■ **TASK DIRECTIONS**:
Every record must be repeated precisely as it stands.

■ **LISTED RECORDS**:
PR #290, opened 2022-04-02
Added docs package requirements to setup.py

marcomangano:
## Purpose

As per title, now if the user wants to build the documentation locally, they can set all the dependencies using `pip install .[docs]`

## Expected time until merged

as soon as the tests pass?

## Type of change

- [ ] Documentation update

■ **THE ANSWER**:
PR #290, opened 2022-04-02
Added docs package requirements to setup.py

marcomangano:
## Purpose

As per title, now if the user wants to build the documentation locally, they can set all the dependencies using `pip install .[docs]`

## Expected time until merged

as soon as the tests pass?

## Type of change

- [ ] Documentation update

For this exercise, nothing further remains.